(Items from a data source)
PR #455, opened 2020-10-20
check-suspend-resume-with-audio: don't discard stderr

marc-hb:
Never discard stderr unless you don't want to find bugs. Who knows this
could help with https://github.com/thesofproject/linux/issues/2433?

This makes no output difference when the test is passing so not sure
what the point was. Maybe it was a failed attempt to silence the shell's
"Killed" message? Also adding a new dlogi() to make it clear this
"Killed" message is not a failure.


marc-hb:
No new shellcheck warning

xiulipan (approved):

▶ [TASK DIRECTIONS]: Go through the records above and count every line that includes "stderr". Give the number and nothing else.

▶ [PROBLEM SOLUTION]: 2